> _WHAT THE EXERCISE ASKS_: Print all of the data exactly as written.

[Records from a data collection]
PR #3482, opened 2026-06-16
Fix bug in vector resource metadata updates

mbertrand:
Closes https://github.com/mitodl/hq/issues/11786

Refreshes a resource's full Qdrant payload (topics, etc.) when metadata changes without the embedding text changing. The old skip-path update projected through a filter-param map keyed on the wrong names (`topic` vs `topics`), so those fields silently never got written.

### How can this be tested?
- Pick an already-embedded resource, note its `id`, change its topics in admin, and save.
-  Reprocess the existing point: `docker compose run --rm web python manage.py generate_embeddings --resource-ids <id> --overwrite`
- Confirm the payload topics now match:
   ```python
   from vector_search.utils import qdrant_client, vector_point_id, vector_point_key
   from learning_resources_search.serializers import serialize_bulk_learning_resources
   from vector_search.constants import RESOURCES_COLLECTION_NAME

   doc = next(iter(serialize_bulk_learning_resources([<id>])))
   pid = vector_point_id(vector_point_key(doc))
   print(qdrant_client().retrieve(RESOURCES_COLLECTION_NAME, ids=[pid])[0].payload["topics"])
   ```

With QDRANT_ENABLE_INDEXING_PLUGIN_HOOKS enabled (as it is on RC and prod), every ETL create/update re-embeds on a text change and refreshes the payload otherwise, so changes should reconcile automatically.

### DIFF
--- a/vector_search/utils.py
+++ b/vector_search/utils.py
@@ -483,12 +483,14 @@ def _process_resource_embeddings(serialized_resources):
 
 
 def update_learning_resource_payload(serialized_document):
-    points = [vector_point_id(vector_point_key(serialized_document))]
-    _set_payload(
-        points,
-        serialized_document,
-        param_map=QDRANT_RESOURCE_PARAM_MAP,
+    """
+    Refresh a resource's Qdrant payload without re-embedding.
+    """
+    point_id = vector_point_id(vector_point_key(serialized_document))
+    qdrant_client().overwrite_payload(
         collection_name=RESOURCES_COLLECTION_NAME,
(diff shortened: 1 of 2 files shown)


shanbady (changes requested):
works as intended - just left a minor note to restrict this to only indexed payload fields asa per qdrant's recommendation

shanbady (approved):
removed my comment about mapping with the payload fields that are indexed since i dont think topics cleanly maps (which i think was what caused the original issue)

> _TASK RESULT_:
PR #3482, opened 2026-06-16
Fix bug in vector resource metadata updates

mbertrand:
Closes https://github.com/mitodl/hq/issues/11786

Refreshes a resource's full Qdrant payload (topics, etc.) when metadata changes without the embedding text changing. The old skip-path update projected through a filter-param map keyed on the wrong names (`topic` vs `topics`), so those fields silently never got written.

### How can this be tested?
- Pick an already-embedded resource, note its `id`, change its topics in admin, and save.
-  Reprocess the existing point: `docker compose run --rm web python manage.py generate_embeddings --resource-ids <id> --overwrite`
- Confirm the payload topics now match:
   ```python
   from vector_search.utils import qdrant_client, vector_point_id, vector_point_key
   from learning_resources_search.serializers import serialize_bulk_learning_resources
   from vector_search.constants import RESOURCES_COLLECTION_NAME

   doc = next(iter(serialize_bulk_learning_resources([<id>])))
   pid = vector_point_id(vector_point_key(doc))
   print(qdrant_client().retrieve(RESOURCES_COLLECTION_NAME, ids=[pid])[0].payload["topics"])
   ```

With QDRANT_ENABLE_INDEXING_PLUGIN_HOOKS enabled (as it is on RC and prod), every ETL create/update re-embeds on a text change and refreshes the payload otherwise, so changes should reconcile automatically.

### DIFF
--- a/vector_search/utils.py
+++ b/vector_search/utils.py
@@ -483,12 +483,14 @@ def _process_resource_embeddings(serialized_resources):
 
 
 def update_learning_resource_payload(serialized_document):
-    points = [vector_point_id(vector_point_key(serialized_document))]
-    _set_payload(
-        points,
-        serialized_document,
-        param_map=QDRANT_RESOURCE_PARAM_MAP,
+    """
+    Refresh a resource's Qdrant payload without re-embedding.
+    """
+    point_id = vector_point_id(vector_point_key(serialized_document))
+    qdrant_client().overwrite_payload(
         collection_name=RESOURCES_COLLECTION_NAME,
(diff shortened: 1 of 2 files shown)


shanbady (changes requested):
works as intended - just left a minor note to restrict this to only indexed payload fields asa per qdrant's recommendation

shanbady (approved):
removed my comment about mapping with the payload fields that are indexed since i dont think topics cleanly maps (which i think was what caused the original issue)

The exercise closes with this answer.